I don’t recommend starting in upgrade mode. To get out of upgrade mode a database restart is needed extending the downtime window.

Datapatch And Resources

How much resources does Datapatch need? Should I be worried about Datapatch depleting the system?

No, you should not. The changes that Datapatch needs to make are not resource-intensive. However, a consequence of the DDL statements might be object invalidation. But even here, you should not worry. Datapatch will automatically recompile any ORACLE_MAINTAINED object that was invalidated by the patch apply. But the recompilation happens serially, i.e., less resources needed.

Of course, if you system is running at 99% capacity, it might be a problem. On the other hand, if your system is at 99%, patching problems are probably the least of your worries.

What About OJVM

If you are using OJVM and you apply the OJVM bundle patch, things are a little different.

Release RAC Rolling Standby-First Datapatch
Oracle Database 21c Fully No No Datapatch downtime.
Oracle Database 19c + 18c Partial No No Datapatch downtime, but java system is patched which requires ~10 second outage. Connected clients using java will receive ORA-29548.
Oracle Database 12.2 + 12.1 No No Datapatch must execute in upgrade mode.
Oracle Database No No Similar to 12.2 and 12.1 except you don’t use Datapatch.

Mike Dietrich also has a good blog that you might want to read: Do you need STARTUP UPGRADE for OJVM?

What About Oracle GoldenGate

You should stop Oracle GoldenGate when you execute datapatch. When datapatch is done, you can restart Oracle GoldenGate.

If you are manually recompiling objects after datapatch, I recommend that you restart Oracle GoldenGate after the recompilation.

The above applies even if the patches being applied does not contain any Oracle GoldenGate specific patches.

Oracle GoldenGate uses several objects owned by SYS. When datapatch is running it might change some of those objects.
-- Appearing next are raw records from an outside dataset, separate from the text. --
PR #2870, opened 2026-08-10
fix: resolve the organization's own brandalf flag row, not a brand's override

### LINKED ISSUE #2869: isBrandalfEnabled depends on the feature_flags unique key having no brand_id
## Context

`feature_flags` in mysticat-data-service is becoming **optionally brand-aware**. A nullable `brand_id` joins the unique key, and a row naming a brand *overrides* the organization's value for that brand alone:

```
resolve(org, brand) := row (org, product, flag_name, brand_id = brand)
                       else row (org, product, flag_name, brand_id IS NULL)
                       else the flag does not exist for that brand
```

Migration: https://github.com/adobe/mysticat-data-service/pull/891
Design: https://github.com/adobe/serenity-docs/issues/317

This exists so an organization with many brands migrates onto the Semrush-backed read path in waves rather than one cutover.

## What this repo does

`src/utils/brandalf-utils.js` reads the table **directly**, not through the api-service feature-flags endpoint:

```js
const { data, error } = await postgrestClient
  .from('feature_flags')
  .select('flag_value')
  .eq('organization_id', organizationId)
  .eq('product', FEATURE_FLAG_PRODUCT)
  .eq('flag_name', BRANDALF_FLAG_NAME)
  .maybeSingle();
```

Callers: `src/utils/offsite-brand-presence-enrichment.js` and `src/llmo-customer-analysis/handler.js`.

## Why this is not urgent, and why it is still worth fixing

`.maybeSingle()` raises when more than one row matches. After the migration, more than one row matches as soon as an organization holds a **per-brand `brandalf` override**.

Nothing writes one today. The Serenity migration CLI writes per-brand rows only for `serenity`; `brandalf` is written at organization scope by `spacecat-api-service` alone. So this code is correct on the day the migration lands — **by convention, not by construction**. Nothing in the schema prevents a `brandalf` override, and the whole point of the change is that per-brand rows become an ordinary thing to write.

The failure mode is also quiet rather than loud. On error the helper logs a warning and returns `null`:

```js
if (error) {
  log?.warn(`Failed to read brandalf flag for org ${organizationId}: ${error.message}`);
  return null;
}
```

`null` means "unknown", so the first per-brand `brandalf` row degrades brandalf resolution for that organization into an unknown that both call sites then treat as not-enabled — with nothing but a warning line to explain it. That is the kind of thing that gets diagnosed twice.

## Suggested fix

Resolve the organization's own row explicitly, using the pattern adopted in `spacecat-api-service` (https://github.com/adobe/spacecat-api-service/pull/3021). It is correct against **both** the old and the new schema, so it can ship before, during, or after the migration with no coordination:

```js
// The organization's own row, not a brand's override of it. `brand_id` is absent
// from every row before the brand-scope migration and NULL on the organization's
// row after it, so this selects correctly under both schemas.
const isOrgRow = (row) => (row.brand_id ?? null) === null;

const { data, error } = await postgrestClient
  .from('feature_flags')
  .select('*')              // wildcard is required — see below
  .eq('organization_id', organizationId)
  .eq('product', FEATURE_FLAG_PRODUCT)
  .eq('flag_name', BRANDALF_FLAG_NAME);

const row = (data ?? []).find(isOrgRow);
return row?.flag_value === true;
```

Two traps worth stating in a comment at the call site, because both look like tidy-ups:

- **Do not name `brand_id` in the projection.** Against the current schema the column does not exist and PostgREST returns an error, so every read fails.
- **Do not narrow to `.select('flag_value')` either.** Post-migration `row.brand_id` is then `undefined`, `?? null` makes every override look like the organization's row, and the predicate silently stops working.
- **Do not use a `brand_id IS NULL` filter instead.** Same problem as naming it in a projection — it cannot be evaluated before the column exists.

The wildcard is the only shape correct under both schemas.

## Scope

One helper, plus a test that a brand-scoped row alongside the organization's row still resolves the organization's value. No behaviour change today: with no override present, `.find(isOrgRow)` returns exactly what `.maybeSingle()` returned.

## Ordering

Independent of the migration in both directions — it does not block https://github.com/adobe/mysticat-data-service/pull/891 and is not blocked by it.

rainer-friederich:
## 1. Abstract

`isBrandalfEnabled` resolves the organization's own `feature_flags` row explicitly instead of assuming its query matches at most one row. One helper in `src/utils/brandalf-utils.js`, plus test coverage for a brand-scoped row sitting alongside the organization's.

Closes https://github.com/adobe/spacecat-audit-worker/issues/2869

## 2. Reasoning

`feature_flags` in mysticat-data-service is becoming optionally brand-aware. A nullable `brand_id` joins the unique key, and a row naming a brand overrides the organization's value for that brand alone: resolution for a given organization and brand takes the brand's own row if one exists, else the organization's row, else the flag does not exist for that brand.

This repo reads that table directly rather than through the api-service feature-flags endpoint, and the read terminated in `.maybeSingle()` — which raises as soon as more than one row matches. After the migration, more than one row matches the moment an organization holds a per-brand `brandalf` override.

Nothing writes one today: the Serenity migration CLI writes per-brand rows only for `serenity`, and `brandalf` is written at organization scope by spacecat-api-service alone. So this code is correct on the day the migration lands — by convention, not by construction. Nothing in the schema prevents a `brandalf` override, and the whole point of the migration is that per-brand rows become an ordinary thing to write.

The failure mode is quiet rather than loud. On a query error the helper logs a warning and returns `null`. `null` means "unknown", and both call sites treat unknown as not-enabled — so the first per-brand `brandalf` row would silently degrade brandalf resolution for that organization, with a single warning line to explain it. That is the kind of thing that gets diagnosed twice.

Before: the read selected the `flag_value` column and terminated in `.maybeSingle()`, so it depended on the `(organization_id, product, flag_name)` tuple matching at most one row.

After: the read selects every matching row and picks the organization's own — the row whose `brand_id` is NULL, or absent entirely on the pre-migration schema. A brand's override of the same flag is ignored.

Behaviour delta today: none. With no override row present, the new selection returns exactly what `.maybeSingle()` returned — enabled, disabled, and absent-row all resolve as before, and an error still resolves to `null`. What changes is the behaviour on the day an override exists: the organization's value continues to resolve instead of collapsing into an unknown.

The change is correct against both the old and the new schema, so it can ship before, during, or after the migration with no coordination.

One thing worth flagging for review, because it looks like a tidy-up: **the wildcard projection is load-bearing.** Naming `brand_id` in the projection, or filtering on it, fails against the current schema where the column does not exist yet — every read would error. Narrowing the projection back to `flag_value` once the column does exist makes `brand_id` arrive as `undefined` on every row, which makes every brand override read as the organization's own and silently disables the predicate. The wildcard is the only shape correct under both schemas. The diff carries comments saying so at both the predicate and the call site.

## 4. Required information

- Jira / issue: https://github.com/adobe/spacecat-audit-worker/issues/2869
- Spec: https://github.com/adobe/serenity-docs/issues/317
- Other: pattern already merged in spacecat-api-service — https://github.com/adobe/spacecat-api-service/pull/3021 — same `isOrgRow` predicate and the same wildcard-projection requirement

- **mysticat-data-service** — contract. Owns the `feature_flags` table and the brand-scope migration this read must survive. Not changed here.
- **spacecat-api-service** — contract. Sole writer of `brandalf` at organization scope, and the repo the resolution pattern is borrowed from. Not changed here.

The changed read was exercised against the real `@supabase/postgrest-js` client rather than only against test doubles, by pointing it at a throwaway local HTTP server that served `feature_flags` rows and recorded the request line the builder emitted.

Scenarios driven, covering both schema shapes:

- Pre-migration rows carrying no `brand_id` at all — flag on, flag off, and no row.
- Post-migration organization row alone.
- Post-migration organization row plus a brand override, in both orders and with the two rows disagreeing in both directions — the organization's value resolved in every case.
- A brand override with no organization row — resolved as not-enabled.

The emitted query never names or filters `brand_id` under either schema, confirming it is valid against the table as it exists today.

The same harness confirmed the premise of the change: with two matching rows the previous `.maybeSingle()` call fails with `JSON object requested, multiple (or no) rows returned`, which the helper converts into exactly the quiet `null` this PR removes.

A review finding raised during development was declined: it claimed the pre-existing optional-chaining on the logger and site accessors in this file would trip the repo's branch-coverage gate and needed either new tests or `c8` ignore comments. It does not reproduce, and those lines are untouched by this change.

## 7. Test plan

Locally, beyond the automated tests, the helper was driven against a real PostgREST client as described in section 6 — that is the meaningful end-to-end check here, since the change is a query-shape change and the behaviour that matters is what the client emits and how it handles a multi-row response.

Both call sites (`src/utils/offsite-brand-presence-enrichment.js` and `src/llmo-customer-analysis/handler.js`) stub this helper, so their behaviour is unchanged by construction; their suites were run to confirm that.

To verify on **dev** after deploy:

- Pick an organization with `brandalf` enabled and run an offsite brand-presence audit or an llmo-customer-analysis run for one of its sites. Brand resolution should proceed exactly as before, with no `Failed to read brandalf flag` warning in the logs.
- Confirm the negative case too: an organization without the flag still skips brand resolution.

Once the brand-scope migration has landed on an environment, the case this PR exists for can be verified directly: insert a per-brand `brandalf` row alongside the organization's row for a test organization, then run the audit and confirm the organization's value still resolves and no warning is logged. On the pre-migration schema there is no way to construct that state, which is why it is covered by tests rather than by an environment check.

- Related, with no ordering constraint: https://github.com/adobe/mysticat-data-service/pull/891 — the brand-scope migration this read is being hardened against.

This PR is independent of that migration in both directions. It does not block it and is not blocked by it, because the new read is correct under both the pre- and post-migration schema. Either can merge and deploy first.

## Change Management

```yaml
cm-assessment: v1
changeType: standard
impact: unnoticeable
risk: minor
```

### DIFF
--- a/src/utils/brandalf-utils.js
+++ b/src/utils/brandalf-utils.js
@@ -14,9 +14,27 @@ const BRANDALF_FLAG_NAME = 'brandalf';
 const FEATURE_FLAG_PRODUCT = 'LLMO';
 
 /**
+ * The organization's own row, not a brand's override of it. `brand_id` is absent
+ * from every row before the brand-scope migration and NULL on the organization's
+ * row after it, so this selects correctly under both schemas.
+ *
+ * The query feeding this predicate must keep selecting the full row. Naming
+ * `brand_id` in a projection — or filtering on it — fails against the current
+ * schema, where the column does not exist yet; narrowing the projection once it
+ * does exist makes every override row arrive with `brand_id: undefined` and read
+ * as the organization's own.
+ *
+ * @param {object} row - Raw PostgREST `feature_flags` row.
+ * @returns {boolean} `true` for the organization-level row.
+ */
+const isOrgRow = (row) => (row.brand_id ?? null) === null;
+
+/**
  * Checks whether the brandalf feature flag is enabled for an organization by
  * reading the `feature_flags` table directly via the mysticat PostgREST client
  * (available at `context.dataAccess.services.postgrestClient`).
+ *
+ * Resolves the organization's own value, ignoring any brand's override of it.
  *
  * @param {string} organizationId - SpaceCat org UUID
  * @param {object} postgrestClient - mysticat PostgREST client (dataAccess.services.postgrestClient)
@@ -33,13 +51,13 @@ export async function isBrandalfEnabled(organizationId, postgrestClient, log) {
   }
 
   try {
+    // Wildcard projection is required — see `isOrgRow`.
     const { data, error } = await postgrestClient
       .from('feature_flags')
-      .select('flag_value')
+      .select('*')
       .eq('organization_id', organizationId)
       .eq('product', FEATURE_FLAG_PRODUCT)
-      .eq('flag_name', BRANDALF_FLAG_NAME)
-      .maybeSingle();
+      .eq('flag_name', BRANDALF_FLAG_NAME);
 
     if (error) {
       log?.warn(`Failed to read brandalf flag for org ${organizationId}: ${error.message}`);
@@ -48,7 +66,7 @@ export async function isBrandalfEnabled(organizationId, postgrestClient, log) {
 
     // Absent row => flag not set => disabled, matching the previous behaviour
     // where a missing flag resolved to `false`.
-    return data?.flag_value === true;
+    return (data ?? []).find(isOrgRow)?.flag_value === true;
   } catch (error) {
     log?.warn(`Error checking brandalf flag for org ${organizationId}: ${error.message}`);
     return null;
--- a/test/utils/brandalf-utils.test.js
+++ b/test/utils/brandalf-utils.test.js
@@ -42,14 +42,17 @@ describe('brandalf-utils', () => {
   });
 
   /**
-   * Builds a chainable PostgREST client stub whose terminal `maybeSingle()`
-   * resolves to `{ data, error }`.
+   * Builds a chainable PostgREST client stub. The builder is awaited directly
+   * rather than through a terminal method, so the query object is a thenable
+   * resolving to `{ data, error }` — or rejecting with `rejectsWith`.
    */
-  function stubPostgrestClient({ data = null, error = null } = {}) {
+  function stubPostgrestClient({ data = null, error = null, rejectsWith = null } = {}) {
     const query = {
       select: sandbox.stub().returnsThis(),
       eq: sandbox.stub().returnsThis(),
-      maybeSingle: sandbox.stub().resolves({ data, error }),
+      then: (resolve, reject) => (
+        rejectsWith ? reject(rejectsWith) : resolve({ data, error })
+      ),
     };
     const from = sandbox.stub().returns(query);
     return { client: { from }, query, from };
@@ -57,20 +60,24 @@ describe('brandalf-utils', () => {
 
   describe('isBrandalfEnabled', () => {
     it('returns true when the brandalf flag is enabled', async () => {
-      const { client, from, query } = stubPostgrestClient({ data: { flag_value: true } });
+      const { client, from, query } = stubPostgrestClient({
+        data: [{ flag_value: true, brand_id: null }],
+      });
 
       const result = await isBrandalfEnabled('org-123', client, log);
 
       expect(result).to.equal(true);
       expect(from).to.have.been.calledWith('feature_flags');
-      expect(query.select).to.have.been.calledWith('flag_value');
+      // Wildcard projection is load-bearing — see `isOrgRow` for why.
+      expect(query.select).to.have.been.calledWith('*');
+      expect(query.eq).to.not.have.been.calledWithMatch('brand_id');
       expect(query.eq).to.have.been.calledWith('organization_id', 'org-123');
       expect(query.eq).to.have.been.calledWith('product', 'LLMO');
       expect(query.eq).to.have.been.calledWith('flag_name', 'brandalf');
     });
 
     it('returns false without querying when organizationId is missing', async () => {
-      const { client, from } = stubPostgrestClient({ data: { flag_value: true } });
+      const { client, from } = stubPostgrestClient({ data: [{ flag_value: true }] });
 
       const result = await isBrandalfEnabled(null, client, log);
 
@@ -94,6 +101,14 @@ describe('brandalf-utils', () => {
     });
 
     it('returns false when no flag row exists', async () => {
+      const { client } = stubPostgrestClient({ data: [] });
+
+      const result = await isBrandalfEnabled('org-123', client, log);
+
+      expect(result).to.equal(false);
+    });
+
+    it('returns false when the query yields no rows at all', async () => {
       const { client } = stubPostgrestClient({ data: null });
 
       const result = await isBrandalfEnabled('org-123', client, log);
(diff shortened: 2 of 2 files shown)


MysticatBot (approved):
Hey @rainer-friederich,

**Verdict: Approve** - well-scoped fix with correct dual-schema logic and thorough test coverage.
**Complexity: LOW** - small diff, single utility, single-service.
_Changes: Resolves the organization's own `brandalf` feature-flag row explicitly via an `isOrgRow` predicate instead of relying on `.maybeSingle()`, preventing a future brand-scoped override from silently degrading flag resolution (2 files)._

<details>

- suggestion: `select('*')` is load-bearing while the `brand_id` column does not yet exist, but should be narrowed to `select('flag_value, brand_id')` post-migration to avoid pulling unnecessary payload - add a TODO or follow-up issue to track - `src/utils/brandalf-utils.js:54`
- suggestion: Consider logging a warning when `data.filter(isOrgRow).length > 1` to surface data-integrity issues (duplicate org-level rows) rather than silently picking the first match - `src/utils/brandalf-utils.js:69`

</details>

Note: CI build is still pending - confirm it passes before merge.

---

<sub><b>Skill:</b> pr-review | <b>Model:</b> us.anthropic.claude-opus-4-6-v1[1m] | <b>Duration:</b> 1m 5s | <b>Cost:</b> $3.99 | <b>Commit:</b> <code>021bf8b831f1e8c15e783c33f05ed90092503997</code><br>If this code review was useful, please react with 👍. Otherwise, react with 👎.</sub>

rainer-friederich:
Thanks — both non-blocking suggestions triaged. No code changes; declining both, with reasoning.

- **suggestion: narrow `select('*')` to `select('flag_value, brand_id')` post-migration, tracked by a TODO** — declined. The payload argument is real but negligible here: the query is keyed on `(organization_id, product, flag_name)` and matches at most the organization's row plus any per-brand overrides — a handful of narrow rows. Set against that, a TODO to re-narrow this projection is the one change most likely to reintroduce the bug: narrowing it to `flag_value` alone makes `brand_id` arrive as `undefined` on every row, which makes every override read as the organization's own and silently disables the predicate — no error, no failing test. The wildcard is also not a stopgap unique to this repo; spacecat-api-service carries the same predicate and the same wildcard, so if narrowing ever becomes worthwhile it is a coordinated cleanup across both readers belonging with the migration's own tidy-up, not a dangling TODO here. Leaving the comments in place as the guard instead.

- **suggestion: warn when more than one row satisfies `isOrgRow`, to surface duplicate org-level rows** — declined; the state it would report cannot occur. Duplicate organization-level rows are excluded by the unique constraint under both schemas: today by `feature_flags_org_product_flag_name_key` on `(organization_id, product, flag_name)`, and after the migration by `UNIQUE NULLS NOT DISTINCT (organization_id, product, flag_name, brand_id)`. The `NULLS NOT DISTINCT` is deliberate and load-bearing — without it an organization could accumulate unlimited `brand_id IS NULL` rows, which is exactly the case this suggestion anticipates. With it, at most one row can satisfy the predicate. A warning branch for that state would be unreachable, and unreachable branches are a poor fit for a repo that gates on full branch coverage.

On the CI note: all checks are green now, `ci / build` and `codecov/patch` included.

rainer-friederich:
Runtime validation.

The change is a query-shape change, so what matters is the request the PostgREST client actually emits and how it handles a multi-row response. That was exercised directly against the real `@supabase/postgrest-js` client — the version this repo resolves — driving the changed helper against a local server serving `feature_flags` rows and recording each emitted request:

- Pre-migration row shapes (no `brand_id` on any row), flag on / flag off / no row → resolved as before in every case.
- Post-migration organization row alone → resolved.
- Organization row plus a brand override, both orderings, with the two rows disagreeing in both directions → the organization's value resolved every time.
- Brand override with no organization row → resolved as not-enabled.
- The emitted request never names or filters `brand_id` under either shape.
- Control: the previous `.maybeSingle()` call against two matching rows fails with `JSON object requested, multiple (or no) rows returned` — the quiet `null` this PR removes.

Live checks against the dev mysticat database, confirming which regime the deployed code runs under today:

- `feature_flags` columns → no `brand_id` yet; dev is still on the pre-migration schema, so the wildcard projection is currently load-bearing rather than merely future-proof.
- Unique constraint → `feature_flags_org_product_flag_name_key UNIQUE (organization_id, product, flag_name)`, so at most one row can match the helper's filter today.
- `brandalf` rows → 8 rows across 8 organizations, never more than one per `(organization_id, product, flag_name)`. With no override present anywhere, the new selection returns exactly what `.maybeSingle()` returned, which is what makes this a no-op on today's data.

Not exercised: a live audit run against an organization holding a per-brand `brandalf` override. That state cannot be constructed on the pre-migration schema — the column does not exist — which is why it is covered by tests and by the client-level check above rather than by an environment check. It becomes verifiable on an environment once the migration has landed there; the steps are in the test plan.

rainer-friederich:
Post-deploy check, prod.

Deployed: release v1.516.5 — `spacecat-services--audit-worker` code updated, version 1487 published and the `latest` alias repointed at 12:40:09 UTC. Prod log streams carry the `[1487]` prefix, confirming the running code is this build.

Health, 30 minutes post-deploy (~155k log records): no `Task timed out`, `Unhandled`, `Runtime.ImportModuleError`, and none of `Failed to read brandalf flag` / `Error checking brandalf flag` / `PostgREST client not available; cannot check brandalf flag`.

What this does not show: the changed path did not execute in the observation window. `brandalf` and `[BrandPresenceEnrichment]` return zero matches over 24 hours across ~6M records. `isBrandalfEnabled` is reached only from offsite brand-presence enrichment and from `llmo-customer-analysis` on first-time onboarding; the parent audits ran 478 times in 24h without reaching that branch. So this is absence of regression, not positive confirmation of the new read.

That gap is expected rather than concerning: on prod's current schema the change is a verified no-op — no `brand_id` column, the original three-column unique key, and 1106 `brandalf` rows across 1106 organizations with at most one per key, so `.find(isOrgRow)` necessarily returns the row `.maybeSingle()` returned. The override case only becomes reachable once the brand-scope migration lands.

In that case, unexpected errors might occur.


  • Before starting the patching procedure and downtime, I recommend you recompile invalid objects.
    SQL> @?/rdbms/admin/utlrp
  • Always execute Datapatch with the -verbose flag. This will give you much better information about is going on.
    $ $ORACLE_HOME/OPatch/datapatch -verbose
  • Always use the latest OPatch.
  • Always use out-of-place patching, even for RAC databases.


Go ahead and patch your database with Datapatch while users are connected.